Tuesday, November 6, 2007

Formative Evaluation of Instructional Design


I continue to work with Dick & Carey’s The Systematic Design of Instruction (2005). I generally refrain from commenting on the book because, although I do quite a bit of higher education instructional design for online delivery, I find the book cumbersome and unnecessarily complex, to be polite. Unlike its promise in the Preface (p. xiii) to “simply and clearly introduce (Instructors) to the fundamentals of instructional design” it bogs the willing Instructor down in a mire of densely written text, tables, and examples that seem more self-serving to establish themselves as foundational authorities and text authors than as efficient guides to the busiest Instructor.

Let me give an example. They describe Formative Evaluation as a three phase process: 1) one-to one, clinical evaluation to gather data, 2) small group evaluation from a representative population, and 3) field testing of procedures required for the installation of instruction. Now this is simple and clear. Unfortunately, rather than guide Instructors through the processes, knowing their time to be valuable, they burden the Instructor/designers with the kind of complexity needed only by full-time instructional design teams. Their matrix for performing just the one-on-one formative evaluation criteria, for example, has 41 data points to consider. Is this really helpful for the over-worked Instructor who just wants the simple and clear fundamentals of instructional design as was promised?

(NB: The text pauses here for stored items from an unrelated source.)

PR #2357, opened 2021-07-12
Use navigator.locks to prevent multiple getSession

mtt87:
## Reasoning 💡

Using [Web Locks API](https://developer.mozilla.org/en-US/docs/Web/API/Web_Locks_API) to prevent triggering multiple `getSession` broadcast that create issues in a refresh token scenario.
https://github.com/nextauthjs/next-auth/issues/2071

Since the API is still experimental and only supported by Chrome, I've added a `navigator.locks` polyfill (less than ~1kb gzipped) that supports other browser with a fallback on `localStorage`.

The library seems to be well tested according to the specification https://github.com/aermin/web-locks

## Checklist 🧢

- [x] Documentation
- [ ] Tests
- [x] Ready to be merged

I have not included tests as it's still a bit unclear what's the plan with tests but If we decide that we wanna include e2e tests using Playwright then I have a test ready to be included
https://github.com/mtt87/next-auth/blob/feat/client-config/app/e2e/refresh_token.test.ts

I tested manually to login with the credentials provider and checked all the different scenario (client/server) and it seems to be working fine.

## Affected issues 🎟

It partially fixes https://github.com/nextauthjs/next-auth/issues/2071. 
I say partially because it fixes all the scenario on the client but it cannot fix server scenarios as there is no lock mechanism that can work there unless you introduce a database or persistence layer.
We could add in the documentation some info on the refresh token scenario that suggests the user to never use `getSession` on the server side but only `getToken` (of course it has some trade-offs and limitations)


balazsorban44:
my problem with this API is that it's yet another [Chrome non-standard](https://twitter.com/dmitriid/status/1399409007878619137?s=19) and also experimental, so it might be very premature of us to introduce it in this form, what do you think?

balazsorban44 (commented):
Not sure why all these new peer dependencies in this PR. 😳 Adapter's are being moved out of the core, so these are not  necessary for the core anymore. please revert the changes, also in the lock file. 🙏

mtt87:
> my problem with this API is that it's yet another [Chrome non-standard](https://twitter.com/dmitriid/status/1399409007878619137?s=19) and also experimental, so it might be very premature of us to introduce it in this form, what do you think?

I share the same feeling with you when it comes to "Chrome using non standard APIs" especially when they don't feel like they are needed or the community is moving in a totally different direction (web-components/shadow DOM etc).
In this scenario the functionality that is provided by this experimental API seems much needed for scenarios like the one we are facing (refresh token on multiple tab concurrently) and given the popularity of next.js I believe in the future there will be more people facing this issue.
Also we are not locking in anyone to use Chrome as this is a polyfill and the impact seems to be pretty minimal (less than 1kb gzipped, compared for example to 33kb polyfill for web components)

What options do we have?

1) use this `navigator.locks` polyfill library
**pros**: when other browser will eventually support this API, it will use automatically the native implementation, if not it will always rely on the `localStorage` fallback. It's available today with the `navigator.locks` package which is well tested.
**cons**: experimental API only supported by Chrome at the moment

2) build something from scratch that always uses `localStorage` so it's natively supported by all browsers
**pros**: it's not using an experimental API
**cons**: it's using a fallback even when it could use a native implementation (which is obviously better). Although we can take inspiration from the `navigator.locks` polyfill library it will basically need to be built from scratch and published.


> Not sure why all these new peer dependencies in this PR. 😳

They are just re-ordered alphabetically, it's done automatically by `npm` when installing a new library.

balazsorban44:
You might have forked an old version then?

https://github.com/nextauthjs/next-auth/blob/next/package.json#L75-L79

mtt87:
Yes apologies, I saw this and didn't press the button somehow 😆 
Screenshot 2021-07-12 at 17 13 12
Gonna fix it now

mtt87:
@balazsorban44 I've fixed it, apologies for the mistake 😄

lluia:
I see a few drawbacks using this [`navigator.locks`](https://www.npmjs.com/package/navigator.locks) polyfill as it's today. 

The library is under `1.0.0`, which means it is experimental, and any version can come with breaking changes ( which [seems to be the case](https://github.com/aermin/web-locks/pull/33/files) ) 😅 . That would require us to be extra careful when updating it. I'm also against using an experimental API that only works in Chrome 🤔

I'd say investigating the `localStorage` solution might be more bulletproof 💭

mtt87:
It feels a bit weird/inefficient to not use the `navigator.locks` API when available (Chrome web/mobile, Edge, Opera)
Screenshot 2021-07-13 at 09 27 51

Regarding the library I think nobody used it yet as it's fairly new proposal (the draft is dated 17th of June 2021) and the creator used `0.3.1` version probably because it's not a standard yet.

FYI I've also considered https://www.npmjs.com/package/broadcast-channel with the React hook to obtain a broadcast leader https://gist.github.com/tannerlinsley/a7f0db4d02f4a3780baa4842ff8d5632 but these are the considerations I've made:
- bigger library size, react hook to be added on the session provider slightly increasing the size of all pages (as it would live in `_app.js`)
- much more complex to integrate as it would need to replace the current `next-auth` broadcast implementation, handle the leader election and basically change the broadcasting of messages to delegate a leader to refresh the session.

vs `navigator.locks` polyfill:
- smaller library size
- very simple integration (2 lines of code)
- feels like a "lock mechanism" is the correct thing to do and it doesn't interfere with the current broadcasting implementation 


Anyway I can extract the `localStorage` fallback logic into a separate library (or google first if there is something already built out there) if that's easier.

balazsorban44:
I would pretty much like to wait with this addition, to be honest. We are currently focusing on shipping v4, and this is something we could introduce in a later non-breaking release. Maybe until then, even the Google draft could get some support behind it from other vendors, or the polyfill gets noticed a bit more.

Dick and Carey are certainly accepted authorities in the field and I acknowledge their expertise. I am not without my own experience, and from it I offer my own perspectives. My first instructional design project was for the American West Center of the University of Utah beginning in 1976. Our five-person instructional design team was funded by two National Endowment for the Humanities grants of $3 million to produce instructional materials at the higher education level on 1) the history of Native Americans in the hemisphere and 2) their history in the United States. The two works were written from the Native American point of view, a groundbreaking perspective, and were accepted for use by 64 U.S. universities. I designed the syllabuses for both works, 44 of the 46 chapters in the Americas work, and about a fifth of the chapters in the U.S. work. Had I been using Dick and Carey at that time I think I might still be in the instructional design process rather than having it as a part of my resume for over 30 years. Consider that there were over 500 distinct language groups in just North America to go through the Dick & Carey process.

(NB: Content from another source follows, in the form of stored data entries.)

Issue #876, opened 2020-11-23
A network partition can make it impossible for a new user to sign up


abeluck:
**Describe the bug**

There is a transactional bug in the callback handler, specifically here:

https://github.com/nextauthjs/next-auth/blob/64084d634b0c71d37143be83e50601a0a4f773a6/src/server/lib/callback-handler.js#L194-L205

If `createUser` succeeds, but then `linkAccount` fails due to a networking issue for example, then it becomes impossible for a user to later login/sign up.

The user is created, but no linked accounts exist.

On later runs through the flow [`isSignedIn`](https://github.com/nextauthjs/next-auth/blob/64084d634b0c71d37143be83e50601a0a4f773a6/src/server/lib/callback-handler.js#L138) will be `false`, but a user with the email address will exist resulting in:

https://github.com/nextauthjs/next-auth/blob/64084d634b0c71d37143be83e50601a0a4f773a6/src/server/lib/callback-handler.js#L177-L186

**Steps to reproduce**

You can reproduce this by providing a `signIn` event that uses `setTimeout` to "sleep" for a long time. Long enough for you to stop the test database to simulate a network partition.

After the flow fails the first time, start the database again and attempt to sign up again.

**Expected behavior**

A network partition event shouldn't result in making it impossible for a user to sign up.

**Screenshots or error logs**

n/a

**Additional context**

n/a

**Feedback**
*Documentation refers to searching through [online documentation](https://next-auth.js.org), code comments and issue history. The example project refers to [next-auth-example](https://github.com/iaincollins/next-auth-example).*

* [ ] Found the documentation helpful
* [ ] Found documentation but was incomplete
* [x] Could not find relevant documentation
* [ ] Found the example project helpful
* [ ] Did not find the example project helpful

abeluck:
I think the correct solution is for there to be a new adapter function that creates the user and links the account all at once. This will allow the underlying implementation to use a transaction.

iaincollins:
I suggest configuring an email adaptor, not least as users can lose access to accounts at third party services. Supporting email sign in prevents people from not being able to sign up in this scenario - and in the event their provider account is suspended.

I'm not particularly concerned about the scenario of handling rolling back in the unlikely event of a network problem mid way through sign up; if that is actually happening frequently enough to a be problem then I suggest investigating that issue with your service.

I'm happy to accept a patch if someone is willing to do it and provide tests for it though.

[...]

Issue #779, opened 2020-10-16
[email provider] invalidate previous login links


slaivyn:
**Summary of proposed feature**
Any call to signIn function/REST API endpoint of the email provider should invalidate any previously created login link.

**Purpose of proposed feature**
The goal is to increase the security level of this provider.

**Potential problems**
I can't see any issue with that change proposal

**Describe any alternatives you've considered**
I can't find any alternative

**Additional context**
This is a recommendation from a security auditor based on WASP guidelines.

I am a bit busy right now but later I could try to implement it myself if the feature is accepted

iaincollins:
Thanks for raising this feature!

I think this is a good suggestion and we should take it into account when working on the email provider - probably adding it at the same time as we look at rate limiting and/or adding support for short validation codes (in addition to the links).

balazsorban44:
In #2361, I am going to make it required for the user to delete the previous token used for signin, no matter if the signin was successful or not.

See `useVerificationToken`:

https://github.com/nextauthjs/next-auth/blob/79b3ab73d145be5e87a1845b0cf2106cb2ef2303/src/server/routes/callback.js#L182

If I understand the proposal here, that, should be addressed jn that PR.

slaivyn:
that sounds great!

balazsorban44:
This has been released in `4.0.0-next.22`! From that version and up, adapters are expected to only return the verification token once, and delete it from the database after usage. See the `useVerificationToken`

PR #2361, opened 2021-07-12
feat: simplify Adapter API

balazsorban44:
In this PR, I am significantly simplifying the `Adapter` API. Hopefully, this will result in a better DX (as adding new adapters will require less boilerplate) and a better UX, as we will now merge database queries into single transactions where possible for fewer database calls and thus faster responses. 🔥

If you are using an [official adapter](https://github.com/nextauthjs/adapters/tree/main/packages), you won't need to do any changes.

- [x] Session methods
- [x] User methods
- [x] Verification token methods
- [x] Docs
- [x] Tests
- [x] - remove `getAdapter`
- [x] Create an experimental release and try with an adapter

Related issues: #779, #876

BREAKING CHANGE:

`prisma-legacy` is now gone. Use `@next-auth/prisma-adapter`. Any features from the old adapter will be migrated over to the new one eventually. This is done so we can require the same default set of options from all the built-in providers, rather than allowing ambiguity on what an official adapter has to support. The `TypeORM` adapter will probably be the only one migrated as-is, but in the future we would like to break it down to lighter-weight adapters that only support single databases.

Adapters no longer have to return a `getAdapter()` method, they can return the actual adapter methods instead. All the values previously being provided through the arguments of `getAdapter` will now be available in a more digestible format directly in the concerning methods. This behavior was created so that connections could be handled more efficiently. Our review has shown that currently, the TypeORM adapter is the only one that does not handle connections out-of-the-box, so we are going to look into how we can create a wrapper/util function to make it work in the new version. For all other adapters, this will be a huge gain, as with this new API, methods are actually overrideable without creating a whole new custom adapter! 🥳

Example:

```js
function MySlightlyCustomAdapter(...args) {
  const adapter = AdapterFromSomeoneElse(...args)
  adapter.someMethodIWantToModify = (...args) => {
    // Much better implementation goes here.
  }
  return adapter
}
```

**The following method names are changing:**

```diff
- getSession
+ getSessionAndUser
```
This method now requires that you return both the user and the session as `{user, session}`. If any of these could not be retrieved, you will have to return `null` instead. (In other words, this must be a transaction.) This requires one less database call, improving the user session retrieval. Any expiry logic included in the Adapter before is now done in the core as well.

```diff
- createVerificationRequest
+ createVerificationToken
```
Better describes the functionality. This method no longer needs to call `provider.sendVerificationRequest`, we are moving this into the core. This responsibility shouldn't have fallen to the adapter in the first place.

`createVerificationToken` will now receive a `VerificationToken` object, which looks like this:
```ts
interface VerificationToken {
  identifier: string
  expires: Date
  token: string
}
```

The token provided is already hashed, so nothing has to be done, simply write it to your database. (Here we lift up the responsibility from the adapter to hash tokens)

```diff
- getVerificationRequest
+ useVerificationToken
```
Better describes the functionality. It now also has the responsibility to delete the used-up token from the database. Most ORMs should support retrieving the value while deleting it at the same time, so it will reduce the number of database calls.

``` diff
- deleteVerificationRequest
```
This method is gone. See `useVerificationToken`.

Most of the method signatures have been changed, have a look at the [TypeScript interface](https://github.com/nextauthjs/next-auth/blob/ba4ec5faa357457661ccf55a4981fcef0514dd9b/types/adapters.d.ts) to get a better picture.


types/adapters.d.ts
```diff
@@ -1,6 +1,14 @@
...
 import { EmailConfig } from "./providers"
+import { Awaitable } from "./internals/utils"
+
+export interface AdapterUser extends User {
+  emailVerified?: Date | null
+}
+
+export interface AdapterSession extends Omit<Session, "expires"> {
+  expires: Date
+}
```
balazsorban44, line 11: `Session["expires"]` is a string by default so it can easily be passed to the client, but it makes more sense to retrieve it as `Date` from DB.

See: https://github.com/vercel/next.js/discussions/11498

types/adapters.d.ts
```diff
@@ -1,6 +1,14 @@
-import { InternalOptions } from "./internals"
-import { User, Profile, Session } from "."
+import { User, Session } from "."
 import { EmailConfig } from "./providers"
+import { Awaitable } from "./internals/utils"
+
+export interface AdapterUser extends User {
+  emailVerified?: Date | null
```
balazsorban44, line 6: `emailVerified` is only used internally, so the default `User` interface never exposes it.

balazsorban44:
Use `sessionToken` instead of `id` directly to get a session from the database.

cc @iaincollins

balazsorban44:
@ndom91 @lluia As with the OAuth config improvements, I would like to go through this PR with both of you, once you have the time. :eyes:

www/docs/adapters/models.md
```diff
@@ -3,60 +3,48 @@ id: models
 title: Models
 ---
```
balazsorban44, line 5: I think this would benefit if we added a visual representation of the relations between the models.

balazsorban44:
Note to self. We should let the adapter create a user id, instead of using the first account's.

www/docs/adapters/models.md
ndom91: Added an image of the schema to the model page :+1:

ndom91 (commented):
LGTM :+1:

ndom91 (approved):
LGTM :+1:

EarthlingDavey:
I noticed one minor thing then coding the neo4j adapter.

Most of the dates are instances of JS Date. All except account.expires, which is epoch. 

Is this intentionally different, or something that should be changed?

Later at the University of Utah I was in charge of the Distance Education program for the University’s College of Nursing, which has both national and international renown for its distance education curriculum. Since that time I have designed over 30 online higher education courses and trained a number of instructional design teams. I was invited to train faculty members of the University of Dundee’s Centre for Medical Education in Scotland to convert their courses to online delivery and was an Advisor to the Royal College of Surgeons of England on their conversion of curriculum from knowledge-based to skills-based instruction. In the U.S., I wrote the Training Manual for the Artificial Heart Research Laboratory, trained 16 surgical teams in various aspects of the program, and was the Training Supervisor in the Heart Lab for three years. Not all, but to the point.